#### INPUT RECORDS
--*--
Issue #8769, opened 2016-09-11
Proposal: Custom Diff Logic in Providers (WIP)


apparentlymart:
Currently the `Diff` step for all existing resources is implemented inside the `helper/schema` logic, focusing only on diffing the config against the state. There is currently no possibility for the provider's own code to do any of the following:
- veto particular changes in the diff (e.g. if it knows a particular change is impossible)
- customize the diff (e.g. if it knows that one change implies another that Terraform can't infer)
- replace the diff behavior altogether (e.g. if the upstream service is diff/apply based rather than resource-action-based)

This idea is in the general theme of "Terraform should detect as much as possible during plan". Making Terraform more trustworthy and robust requires us to be able to detect problems and conflicts while producing the plan, rather than bailing out while we're halfway through applying.
# Use-cases
## Vetoing particular changes in the diff

Some AWS operations (not the RDS ones, notably) support a "dry run" flag which allows a client to verify that the given credentials have suitable access and the arguments are syntactically valid. If we gave resources veto power over their diffs, they could potentially do a dry run of certain operations to catch some problems during the plan phase.

Amazon RDS imposes some restrictions on what changes are possible to the allocated storage on database instances, and these restrictions depend on the storage engine in use.

For example, at the time of writing the size value for all of the storage engines must either remain constant or be at least 10% larger than the present value, except Microsoft SQL server which does not permit changes at all. If the `aws_db_instance` resource were to have "veto" power on the diff then it could check these constraints during plan.

(This RDS use-case could potentially be thought of as another example for the following section, if we were to decide that asking RDS to make the storage smaller should act as if `ForceNew` were set.)
## Customizing the diff

Sometimes changing one attribute causes others to change. For example, updating an `aws_s3_bucket_object` when versioning is enabled will cause `version_id` to get updated.

Neither Terraform core nor `helper/schema` have enough information to infer this automatically. We have previously discussed a `ComputedWhen` attribute that can declare simplistic dependencies between attributes, but we can handle this more robustly across more cases by allowing a resource implementation to directly modify a diff produced by `helper/schema`, where it could add additional attribute diffs to represent changes it knows about due to its specific knowledge of a particular service.
## Replacing the diff behavior altogether

[...]

PR #9538, opened 2016-10-24
provider/nomad: Nomad provider for managing jobs

mitchellh:
This adds a new provider `nomad` with a single resource `nomad_job` that can be used for managing jobs within a [Nomad](https://www.nomadproject.io) cluster. 

The primary purpose for this provider is to manage system tasks or always-running service tasks that are used as part of cluster bootstrapping. For example, monitoring systems, core services, etc. Other jobs are usually submitted directly to Nomad (such as basic app deployment).

This is documented and tested (unit + acceptance). I rebased the commits so you can look at the `provider/nomad` commit to just see the provider separate from the vendoring.

Finally, this provider is built to work with Nomad 0.4.1. It likely won't work for earlier versions.


builtin/providers/nomad/provider_test.go
```diff
@@ -0,0 +1,44 @@
...
+	"testing"
+
+	"github.com/hashicorp/terraform/helper/schema"
+	"github.com/hashicorp/terraform/terraform"
+)
+
+// How to run the acceptance tests for this provider:
+//
+// - Obtain an official Nomad release from https://nomadproject.io
+//   and extra "nomad" somewhere
```
jamtur01: extract? `extract the nomad binary` perhaps?

builtin/providers/nomad/resource_job.go
```diff
@@ -0,0 +1,168 @@
...
+	}
+	if prevId != "" && prevId != jobspecStruct.ID {
+		log.Printf(
+			"[INFO] Deregistering %q before registering %q",
+			prevId, jobspecStruct.ID)
+
+		log.Printf("[DEBUG] Deregistering job: %q", prevId)
+		_, _, err := client.Jobs().Deregister(prevId, nil)
+		if err != nil {
+			return fmt.Errorf("error deregistering previous job %q: %s", prevId, err)
```
jamtur01: previous feels odd here. `error deregistering job` would work fine?

website/source/docs/providers/nomad/index.html.markdown
```diff
@@ -0,0 +1,36 @@
...
+resource "nomad_job" "monitoring" {
+    jobspec = "${file("${path.module}/jobspec.hcl")}"
+}
+```
+
+## Argument Reference
+
+The following arguments are supported:
+
+* `address` - (Optional) The HTTP(S) API address of the agent to use. Defaults to "127.0.0.1:4646". `NOMAD_ADDR` can also be used.
```
jamtur01: `The HTTP(S) API address of the Nomad agent to use` - make it explicit to make it consistent. 

I'd probably also: `127.0.0.1:4646`.

jamtur01: `The "NOMAD_ADDR" environment can also be used.`? WIth `NOMAD_ADDR`.

builtin/providers/nomad/resource_job.go
mitchellh: I don't want the user to be confused why we may be deregistering a job "foo" when the jobspec perhaps has job "bar". I've updated the wording to be a bit more explicit about that, pushing soon.

website/source/docs/providers/nomad/index.html.markdown
jamtur01: Ditto with the `NOMAD_REGION` line.

website/source/docs/providers/nomad/r/job.html.markdown
```diff
@@ -0,0 +1,36 @@
...
+description: |-
+  Manages a job registered in Nomad.
+---
+
+# nomad\_job
+
+Manages a job registered in Nomad.
+
+This can be used to initialize your cluster with system jobs, common services,
+and more. In day to day Nomad use it is common for developers to submit
```
jamtur01: The second sentence doesn't make sense to me? I think I'm either missing a Nomad concept or it's a little convoluted?

website/source/docs/providers/nomad/r/job.html.markdown
```diff
@@ -0,0 +1,36 @@
...
+jobs to Nomad directly, but jobs that must always be running or system-level
+jobs can be registered with Terraform.
+
+## Example Usage
+
+```
+resource "nomad_job" "app" {
+    jobspec = "${file("${path.module}/job.hcl")}"
```
jamtur01: I doubt anyone is ever going to write a whole jobspec inline but maybe an example of a jobspec somewhere so folks know that it is they are looking for?

builtin/providers/nomad/provider_test.go
```diff
@@ -11,7 +11,7 @@ import (
 // How to run the acceptance tests for this provider:
 //
 // - Obtain an official Nomad release from https://nomadproject.io
-//   and extra "nomad" somewhere
+//   and extra the "nomad" binary
```
jamtur01: Still missing the `t` :)

mitchellh:
@jamtur01 Thanks! Addressed feedback (and fixed that typo), while adding more examples.

jamtur01:
@mitchellh Very neat BTW! Does << EOT blah EOT work in HCL? I had no idea. I wonder if that's documented anywhere? I'll go look. :)

mitchellh:
@jamtur01 Yes it does! You can even see it in "action" in the acceptance tests for this provider. It may not be documented actually... but I can do that separate from this PR.

jamtur01:
@mitchellh It's actually in the syntax docs already. Had just missed it! Thanks.

jen20:
@jamtur01 Yes - so does `<<-` to remove hanging indent (à la Ruby)

apparentlymart:
I was looking at #8769 primarily so that Terraform could interface with Nomad in a way that doesn't defeat Nomad's own diffing mechanism.

Certainly not meaning to suggest that this has to be blocked by #8769, but just wanted to point it out in case it helps to think about 1) whether such behavior is desirable anyway, and 2) assuming yes, whether adding it later would require a breaking change here that might make it worth tweaking the design now. (I think probably not, but I'm not 100% sure...)

mitchellh:
@apparentlymart I think in Nomad's cause that would be nice but doesn't block it since Nomad is idempotent. If you make a stylistic change that causes a plan to update the job, Nomad won't actually do anything once the job is resubmitted. I think that makes this okay.

jamtur01:
@jen20 Do you mean `<<~` (that removes hanging indent in Ruby - `<<-` preserves whitespace.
--*--
#### WORK TO COMPLETE
All of the data above needs to be transcribed verbatim.

#### REPLY TO THE EXERCISE
Issue #8769, opened 2016-09-11
Proposal: Custom Diff Logic in Providers (WIP)


apparentlymart:
Currently the `Diff` step for all existing resources is implemented inside the `helper/schema` logic, focusing only on diffing the config against the state. There is currently no possibility for the provider's own code to do any of the following:
- veto particular changes in the diff (e.g. if it knows a particular change is impossible)
- customize the diff (e.g. if it knows that one change implies another that Terraform can't infer)
- replace the diff behavior altogether (e.g. if the upstream service is diff/apply based rather than resource-action-based)

This idea is in the general theme of "Terraform should detect as much as possible during plan". Making Terraform more trustworthy and robust requires us to be able to detect problems and conflicts while producing the plan, rather than bailing out while we're halfway through applying.
# Use-cases
## Vetoing particular changes in the diff

Some AWS operations (not the RDS ones, notably) support a "dry run" flag which allows a client to verify that the given credentials have suitable access and the arguments are syntactically valid. If we gave resources veto power over their diffs, they could potentially do a dry run of certain operations to catch some problems during the plan phase.

Amazon RDS imposes some restrictions on what changes are possible to the allocated storage on database instances, and these restrictions depend on the storage engine in use.

For example, at the time of writing the size value for all of the storage engines must either remain constant or be at least 10% larger than the present value, except Microsoft SQL server which does not permit changes at all. If the `aws_db_instance` resource were to have "veto" power on the diff then it could check these constraints during plan.

(This RDS use-case could potentially be thought of as another example for the following section, if we were to decide that asking RDS to make the storage smaller should act as if `ForceNew` were set.)
## Customizing the diff

Sometimes changing one attribute causes others to change. For example, updating an `aws_s3_bucket_object` when versioning is enabled will cause `version_id` to get updated.

Neither Terraform core nor `helper/schema` have enough information to infer this automatically. We have previously discussed a `ComputedWhen` attribute that can declare simplistic dependencies between attributes, but we can handle this more robustly across more cases by allowing a resource implementation to directly modify a diff produced by `helper/schema`, where it could add additional attribute diffs to represent changes it knows about due to its specific knowledge of a particular service.
## Replacing the diff behavior altogether

[...]

PR #9538, opened 2016-10-24
provider/nomad: Nomad provider for managing jobs

mitchellh:
This adds a new provider `nomad` with a single resource `nomad_job` that can be used for managing jobs within a [Nomad](https://www.nomadproject.io) cluster. 

The primary purpose for this provider is to manage system tasks or always-running service tasks that are used as part of cluster bootstrapping. For example, monitoring systems, core services, etc. Other jobs are usually submitted directly to Nomad (such as basic app deployment).

This is documented and tested (unit + acceptance). I rebased the commits so you can look at the `provider/nomad` commit to just see the provider separate from the vendoring.

Finally, this provider is built to work with Nomad 0.4.1. It likely won't work for earlier versions.


builtin/providers/nomad/provider_test.go
```diff
@@ -0,0 +1,44 @@
...
+	"testing"
+
+	"github.com/hashicorp/terraform/helper/schema"
+	"github.com/hashicorp/terraform/terraform"
+)
+
+// How to run the acceptance tests for this provider:
+//
+// - Obtain an official Nomad release from https://nomadproject.io
+//   and extra "nomad" somewhere
```
jamtur01: extract? `extract the nomad binary` perhaps?

builtin/providers/nomad/resource_job.go
```diff
@@ -0,0 +1,168 @@
...
+	}
+	if prevId != "" && prevId != jobspecStruct.ID {
+		log.Printf(
+			"[INFO] Deregistering %q before registering %q",
+			prevId, jobspecStruct.ID)
+
+		log.Printf("[DEBUG] Deregistering job: %q", prevId)
+		_, _, err := client.Jobs().Deregister(prevId, nil)
+		if err != nil {
+			return fmt.Errorf("error deregistering previous job %q: %s", prevId, err)
```
jamtur01: previous feels odd here. `error deregistering job` would work fine?

website/source/docs/providers/nomad/index.html.markdown
```diff
@@ -0,0 +1,36 @@
...
+resource "nomad_job" "monitoring" {
+    jobspec = "${file("${path.module}/jobspec.hcl")}"
+}
+```
+
+## Argument Reference
+
+The following arguments are supported:
+
+* `address` - (Optional) The HTTP(S) API address of the agent to use. Defaults to "127.0.0.1:4646". `NOMAD_ADDR` can also be used.
```
jamtur01: `The HTTP(S) API address of the Nomad agent to use` - make it explicit to make it consistent. 

I'd probably also: `127.0.0.1:4646`.

jamtur01: `The "NOMAD_ADDR" environment can also be used.`? WIth `NOMAD_ADDR`.

builtin/providers/nomad/resource_job.go
mitchellh: I don't want the user to be confused why we may be deregistering a job "foo" when the jobspec perhaps has job "bar". I've updated the wording to be a bit more explicit about that, pushing soon.

website/source/docs/providers/nomad/index.html.markdown
jamtur01: Ditto with the `NOMAD_REGION` line.

website/source/docs/providers/nomad/r/job.html.markdown
```diff
@@ -0,0 +1,36 @@
...
+description: |-
+  Manages a job registered in Nomad.
+---
+
+# nomad\_job
+
+Manages a job registered in Nomad.
+
+This can be used to initialize your cluster with system jobs, common services,
+and more. In day to day Nomad use it is common for developers to submit
```
jamtur01: The second sentence doesn't make sense to me? I think I'm either missing a Nomad concept or it's a little convoluted?

website/source/docs/providers/nomad/r/job.html.markdown
```diff
@@ -0,0 +1,36 @@
...
+jobs to Nomad directly, but jobs that must always be running or system-level
+jobs can be registered with Terraform.
+
+## Example Usage
+
+```
+resource "nomad_job" "app" {
+    jobspec = "${file("${path.module}/job.hcl")}"
```
jamtur01: I doubt anyone is ever going to write a whole jobspec inline but maybe an example of a jobspec somewhere so folks know that it is they are looking for?

builtin/providers/nomad/provider_test.go
```diff
@@ -11,7 +11,7 @@ import (
 // How to run the acceptance tests for this provider:
 //
 // - Obtain an official Nomad release from https://nomadproject.io
-//   and extra "nomad" somewhere
+//   and extra the "nomad" binary
```
jamtur01: Still missing the `t` :)

mitchellh:
@jamtur01 Thanks! Addressed feedback (and fixed that typo), while adding more examples.

jamtur01:
@mitchellh Very neat BTW! Does << EOT blah EOT work in HCL? I had no idea. I wonder if that's documented anywhere? I'll go look. :)

mitchellh:
@jamtur01 Yes it does! You can even see it in "action" in the acceptance tests for this provider. It may not be documented actually... but I can do that separate from this PR.

jamtur01:
@mitchellh It's actually in the syntax docs already. Had just missed it! Thanks.

jen20:
@jamtur01 Yes - so does `<<-` to remove hanging indent (à la Ruby)

apparentlymart:
I was looking at #8769 primarily so that Terraform could interface with Nomad in a way that doesn't defeat Nomad's own diffing mechanism.

Certainly not meaning to suggest that this has to be blocked by #8769, but just wanted to point it out in case it helps to think about 1) whether such behavior is desirable anyway, and 2) assuming yes, whether adding it later would require a breaking change here that might make it worth tweaking the design now. (I think probably not, but I'm not 100% sure...)

mitchellh:
@apparentlymart I think in Nomad's cause that would be nice but doesn't block it since Nomad is idempotent. If you make a stylistic change that causes a plan to update the job, Nomad won't actually do anything once the job is resubmitted. I think that makes this okay.

jamtur01:
@jen20 Do you mean `<<~` (that removes hanging indent in Ruby - `<<-` preserves whitespace.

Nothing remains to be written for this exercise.